Oh, the horrors I allowed myself to endure with love. The men who've stepped on my heart. And though I was never physically abused (I made sure to promise myself that NO man will EVER hit me), I was indeed emotionally abused, neglected, cheated on, yelled at, forgotten about, stood up etc....
So I did all the work in therapy to learn all of the above. I have prayed to God for EXACTLY what I wanted from a man emotionally. It is important to me at 43 now, not to make too many more major mistakes. I have cried myself to sleep, yearning, aching to have a man by my side who loves me, adores me, needs me, enhances my life...who treats me with respect, who honors who I am and what I stand for....so when it shows up, what does it look like? I don't know...because as a child I never really saw my father or my stepfather LOVE my mother, show her affection or tell her how pretty she was...I didn't have an EXAMPLE to follow.

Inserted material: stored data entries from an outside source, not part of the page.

PR #3329, opened 2019-10-30
Fix VkCmdCopyImage when we are copying more than one aspect.

AWoloszyn:
This fixes some titles that copy depth+stencil images.


AWoloszyn:
See b/143601310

So the Quiet One walks into my life - a different nationality, 11 years my junior. He was so quiet...he's not quiet anymore, by the way, lol. But here he is, quietly loving me, talking to me, listening - truly listening to what I say. He does things for me before I need to ask. He repairs things, he cleans for me, he cooks for me...he may not be rich, but he makes me feel like royalty!!! Here is the word that best describes him: genuine. He's genuine - he's the real deal. He's already met the family & 2 of my 3 brothers have requested him on Facebook, lol. He has rubbed my feet, even if I don't ask. He is affectionate, considerate, and he was a PRINCE to me when Grace died. His number one question to me was, "What can I do for you?" One time I was upset with him about something, and I brought it to his attention (I no longer stay silent and say 'nothing'). With my exes, they probably would've said, "Oh, my God..here we go! Then he would've told me I was overreacting and we would argue. What was Quiet One's reaction? "I'm sorry, hon, tell me what I need to do to make it right." Que, que??? What? I almost fell - I thought I'd died and gone to heaven. LOL. Now perhaps men would criticize him but he's not a wimp at all. I've seen him when he's assertive & aggressive, and I can promise you, he's all man, lol!

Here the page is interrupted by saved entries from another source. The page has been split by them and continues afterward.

PR #3336, opened 2019-10-31
Add code to dump the image from virtual swapchain.

RenfengLiu:
Use environment variable to control  whether to dump the images from virtual swapchain to file. This is used for test the output of frameloop.

### DIFF
--- a/core/vulkan/vk_virtual_swapchain/cc/virtual_swapchain.cpp
+++ b/core/vulkan/vk_virtual_swapchain/cc/virtual_swapchain.cpp
@@ -17,12 +17,14 @@
 #include "virtual_swapchain.h"
 #include <cassert>
 #include <chrono>
+#include <cstring>
 #include <fstream>
 #include <functional>
 #include <iomanip>
 #include <iostream>
 #include <sstream>
 #include <string>
+#include <thread>
 
 namespace {
 
@@ -41,6 +43,15 @@ int32_t FindMemoryType(
 }
 
 void null_callback(void *, uint8_t *, size_t) {}
+
+struct ImageDumpInfo {
+  std::string image_dump_path;
+  uint32_t image_width;
+  uint32_t image_height;
+  VkFormat image_format;
+};
+
+constexpr char kImageDumpPathEnv[] = "IMAGE_DUMP_PATH";
 }  // namespace
 
 namespace swapchain {
@@ -63,6 +74,7 @@ VirtualSwapchain::VirtualSwapchain(
       device_(device),
       should_close_(false),
       callback_(null_callback),
+      callback_user_data_(nullptr),
       queue_(queue),
       functions_(functions),
       pending_image_timeout_in_milliseconds_(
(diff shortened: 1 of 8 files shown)


core/vulkan/vk_virtual_swapchain/cc/virtual_swapchain.cpp
```diff
@@ -267,6 +279,87 @@ VirtualSwapchain::VirtualSwapchain(
...
+              << std::endl;
+    static int frame_count = 1;
+    ImageDumpInfo *dump_info = new ImageDumpInfo{
+        std::string(image_dump_path),
+        width_,
+        height_,
+        _swapchain_info->imageFormat,
+    };
+
+    SetCallback(
```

So now I have all I want in a man, and I don't know how to accept it. I don't know what I'm supposed to do. It sounds strange, but I'm so used to being second, being mistreated, etc...now I have it...and it feels great, but EXTREMELY scary. It's like when I'd lost 63 pounds - I was SO excited...for the first time I almost weighed less than 200 lbs. And then this extreme panic set in, I still don't know why, and before I knew it, I self-sabotaged myself and gained some of the weight back. I won't do that here...no way. The Quiet One and I have reached a new level in our relationship, and well, I'm struggling with whether or not I should give it a shot or not.

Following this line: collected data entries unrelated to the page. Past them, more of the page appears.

PR #3337, opened 2019-10-31
Add support for VK_KHR_device_group_creation

AWoloszyn:
This is preliminary support. We make all device groups contain a single device, we can expand on this later.


AWoloszyn:
Closing this was supersceded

So when love, real love, comes around...what does it look like?
Could you handle it?
Would you know when it comes around?
My mom used tells me all the time, "Real love doesn't hurt...real love isn't difficult...real love doesn't have drama." And here I am with real love. No hurt, easy, no drama. I really hope this is it...that he's the one. I don't want to get hurt again...and that is what scares me most...to give myself & my heart to someone who, God forbid, won't cherish it properly.